— Your goal —
Select all lines in the records that include "rest".

=== Section Start ===

PR #7135, opened 2022-08-23
Temporary fix for password encoding in rest

fdurand:
# Description
Fix the the cli/vpn access the password encoding is this one contain special char like ç .

# Impacts
RADIUS Cli/VPN

# Delete branch after merge
YES

# Checklist
- [ ] Document the feature
- [ ] Add unit tests

# NEWS file entries

## Bug Fixes
* Fix the wrong encoding of special char in the rest call to packetfence (use base64)

### DIFF
--- a/lib/pf/radius.pm
+++ b/lib/pf/radius.pm
@@ -75,6 +75,7 @@ use pf::Redis;
 use pf::constants::eap_type qw($EAP_TLS $MS_EAP_AUTHENTICATION $EAP_PSK);
 use pf::person;
 use pf::factory::mfa;
+use MIME::Base64;
 
 our $VERSION = 1.03;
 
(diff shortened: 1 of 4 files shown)


lib/pf/radius.pm
```diff
@@ -790,6 +791,9 @@ sub switch_access {
     my $connection_type = $connection->attributesToBackwardCompatible;
     my $connection_sub_type = $connection->subType;
     my $password = $radius_request->{'User-Password'};
+    if (exists($radius_request->{'PacketFence-UserPassword'})) {
```
nqb, line 794: Should we not rename `password` variable to distinguish:
- unencoded variable coming from `User-Password`
- encoded variable coming from `PacketFence-UserPassword` 

It's just a suggestion because the line 793 is confusing for me.

julsemaan:
Applied on maintenance/11.1 and maintenance/11.2

It didn't patch cleanly on 11.0 due to the MFA integration added in 11.1

We can certainly cherry-pick in 11.0 and below with some effort if a customer really needs it

nqb:
Thanks @julsemaan, I merged it quickly and missed backports.

PR #7137, opened 2022-08-23
fix/7120

### LINKED ISSUE #7120: http portal cannot connect to the SMTP server
If the STMP server is set to localhost then the httpd.portal service cannot send an email

jrouzierinverse:
# Description
Send all emails through the queue.

# Impacts
Sending emails

# Issue
fixes #7120

# Delete branch after merge
YES

# Checklist
(REQUIRED) - [yes, no or n/a]
- [ ] Document the feature
- [x] Add unit tests

### DIFF
--- a/conf/log.conf.d/pfqueue.conf.example
+++ b/conf/log.conf.d/pfqueue.conf.example
@@ -18,19 +18,22 @@ log4perl.category.pf.dhcp = INFO, QUEUE_DHCP
 log4perl.additivity.pf.dhcp = 0
 
 ### Logging for pfqueue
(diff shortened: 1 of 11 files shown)


julsemaan:
The code looks good, can you confirm which flows you did test and which you didn't test so we can adapt the QA accordingly.

jrouzierinverse:
I tested the password of the day workflow which technically covers all flows that use templated emails except for email/sponsor activation.

So we should test 
* Email/Sponsor activation.
* Security event action 'email_admin'

PR #7141, opened 2022-08-24
adjust the NAS-IP-Address in the RADIUS source

julsemaan:
# Description
Adjust the NAS-IP-Address value when sending an Access-Request in the RADIUS source

# Impacts
RADIUS authentication source (not RADIUS auth server)

# Delete branch after merge
YES

# Checklist
(REQUIRED) - [yes, no or n/a]
- [X] Document the feature
- [N/A] Add unit tests

# NEWS file entries
## Enhancements
* The NAS-IP-Address can now be configured for RADIUS authentication sources

# UPGRADE file entries
Included in the PR

### DIFF
--- a/lib/pf/Authentication/Source/RADIUSSource.pm
+++ b/lib/pf/Authentication/Source/RADIUSSource.pm
@@ -12,7 +12,8 @@ use pf::constants qw($TRUE $FALSE);
 use pf::Authentication::constants qw($LOGIN_CHALLENGE);
 use pf::constants::authentication::messages;
 use pf::log;
-use pf::config qw(%Config);
+use pf::config qw(%Config $management_network);
+use pf::cluster qw($cluster_enabled);
 
 our $RADIUS_STATE = 'State';
 our $RADIUS_REPLY_MESSAGE = 'Reply-Message';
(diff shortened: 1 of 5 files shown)


lib/pf/Authentication/Source/RADIUSSource.pm
```diff
@@ -172,7 +174,14 @@ sub _fetch_attributes {
 sub check_radius_password {
     my ($self, $radius, $name, $pwd, $nas, @extra) = @_;
 
-    $nas = eval {$radius->{'sock'}->sockhost()} unless defined($nas);
+    if(!defined($nas)) {
+        if($self->nas_ip_address) {
+            $nas = $self->nas_ip_address;
+        }
+        else {
+            $nas = $cluster_enabled ? pf::cluster::management_cluster_ip : $management_network->{Tip};
```
jrouzierinverse, line 182: Should it be 
```$nas = $cluster_enabled ? pf::cluster::management_cluster_ip :  ($management_network->{Tvip} // $management_network->{Tip});```
Or is the cluster IP is the VIP?

julsemaan: There is no more use of 'Tvip' anymore AFAIK, it would be for when you put a `vip` in pf.conf and that isn't being done since many years. We should likely just get that completely removed at some point.

And yes the management_cluster_ip is where the actual VIP for management is now

fdurand (approved):

PR #7153, opened 2022-08-29
Fix/proxysql read only again

julsemaan:
# Description
Improve proxysql's behavior when DB is in read-only mode

# Impacts
ProxySQL

# Delete branch after merge
YES


lib/pf/services/manager/proxysql.pm
```diff
@@ -104,6 +104,9 @@ EOT
         $i--;
         }
     }
+
+    $tags{'mysql_pf_user'} = $DB_Config->{user};
+    $tags{'mysql_pf_pass'} = $DB_Config->{pass};
```
jrouzierinverse, line 110: Escape the password and maybe the username.
```perl
$tags{'mysql_pf_pass'} =~ s/"/\\"/g;
```

conf/proxysql.conf.example
```diff
@@ -150,3 +150,17 @@ mysql_users =
...
+     id=1
+     active=1
+     interval_ms=5000
+     filename="/proxysql-read-only-handler.sh"
+     arg1="{\"username\":\"admin\", \"password\":\"admin\", \"host\":\"127.0.0.1\", \"port\":6032}"
+     arg2="{\"username\":\"[% mysql_pf_user %]\", \"password\":\"[% mysql_pf_pass %]\"}"
+     arg3="{\"read_write_hostgroup\":10, \"read_hostgroup\":30, \"rule_ids\":\"100,400\"}"
+     arg4="/proxysql-read-only-handler.log"
+  }
+)
```
jrouzierinverse, line 166: change the file permissions to make it executable.

go/cmd/pfacct/radius.go
```diff
@@ -582,7 +582,9 @@ type RadiusStatements struct {
 func setupStmt(db *sql.DB, stmt **sql.Stmt, sql string) {
 	var err error
 	if *stmt, err = db.Prepare(sql); err != nil {
-		panic(err)
+		log.Logger().Error(fmt.Sprintf("Failed to prepare statement '%s': %s", sql, err))
+		time.Sleep(5 * time.Second)
+		go setupStmt(db, stmt, sql)
```
jrouzierinverse: Maybe a better approach would be to use a WaitGroup in RadiusStatements::Setup.
So we can wait until all of the statements succeed before moving forward.

jrouzierinverse (changes requested):

go/cmd/pfacct/radius.go
julsemaan: Doing this would prevent pfacct from starting and accepting requests until this completes which is not desirable. We should be able to startup in R/O mode and the `INSERT/UPDATE` statements can't be prepared in this mode when going through ProxySQL

conf/proxysql.conf.example
julsemaan: It is already via the Dockerfile:
https://github.com/inverse-inc/packetfence/pull/7153/files#diff-66d4b4df5930c5daf1764ead4c20e20ab7406ea37b521051cf1b860cdaa5de93R79

lib/pf/services/manager/proxysql.pm
julsemaan: Fixed

bin/proxysql-read-only-handler.sh
```diff
@@ -0,0 +1,56 @@
...
+  if [ "${READ_ONLY}" = "0" ] ; then
+    echo `date` SERVER $server:$port is READ_ONLY=0 >> ${ERR_FILE}
+    HAS_ONE_READ_WRITE=yes
+  fi
+done <<< "$($PROXYSQL_CMDLINE "SELECT hostname,port,status FROM mysql_servers WHERE hostgroup_id='$READ_WRITE_HOSTGROUP'")"
+
+#echo "$HAS_ONE_READY $HAS_ONE_READ_WRITE"
+
+if [ "${HAS_ONE_READY}" = "no" ] || [ "${HAS_ONE_READ_WRITE}" = "no" ]; then
+  echo `date` All the servers are either wsrep_ready=off or read_only=1, stopping writes >> ${ERR_FILE}
```
extrafu: Small nitpick but we should s/are/have/

bin/proxysql-read-only-handler.sh
```diff
@@ -0,0 +1,56 @@
...
+  $PROXYSQL_CMDLINE "update mysql_query_rules set replace_pattern='ERROR DB IS IN R/O', destination_hostgroup=$READ_HOSTGROUP where rule_id IN ($QUERY_RULE_IDS); LOAD MYSQL QUERY RULES TO RUNTIME;" 2>> ${ERR_FILE}
+else
+  echo `date` At least one server is wsrep_ready=on and read_only=0 >> ${ERR_FILE}
```
extrafu: Small nitpick but we should s/is/has/

go/cmd/pfacct/radius.go
jrouzierinverse: We would need to detect If the statement is nil.
When starting pfacct in readonly mode, what behavior did you see?

julsemaan: If we leave it with the previous way it was, it would make pfacct crash on startup when in read-only mode. With this fix, it starts but doesn't respond well (which is expected) and then when the read-only goes away, it starts processing packets. Although I agree this may not be the perfect solution, we need something for the release. If you have a better proposition that can work and that you can thoroughly test before the release, let's implement it in this branch ASAP. Otherwise, let's keep this as-is so we can get the fix in the release

jrouzierinverse: I updated the setupStmt function

julsemaan: Reviewed that change, I'm happy with it.

If all is good for you too now, let's merge this baby!

jrouzierinverse (approved):

PR #7162, opened 2022-08-31
fix/7158

### LINKED ISSUE #7158: v12: DNS audit log entries are deleted before their expiry
**Describe the bug**
The DNS audit log entries are deleted before their planned expiration (1 hour).

**To Reproduce**
1. Enable the DNS audit log
2. Get some DNS going through pfdns
3. Check the DNS audit log (entries should be there)
4. Wait a minute so pfcron does a pass
5. Check the DNS audit log
6. Entries are gone

**Expected behavior**
Entries should be cleaned only after an hour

=== Section End ===

— Solved exercise —
Temporary fix for password encoding in rest
* Fix the wrong encoding of special char in the rest call to packetfence (use base64)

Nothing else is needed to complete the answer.